What the task requires:
Can you retype only the lines from the one with "-27,10 +27,10 @@" through the final line of the material, exactly as given?
------ Working data ------
PR #290, opened 2018-07-13
Decouple signature cache from logInfo

pavelkalinnikov:
This is a preparatory change for #289. It enables us to hide STH signing behind an interface decoupled from `logInfo`.

### DIFF
--- a/trillian/ctfe/serialize.go
+++ b/trillian/ctfe/serialize.go
@@ -27,10 +27,10 @@ import (
 	ct "github.com/google/certificate-transparency-go"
------
Task solution:
@@ -27,10 +27,10 @@ import (
 	ct "github.com/google/certificate-transparency-go"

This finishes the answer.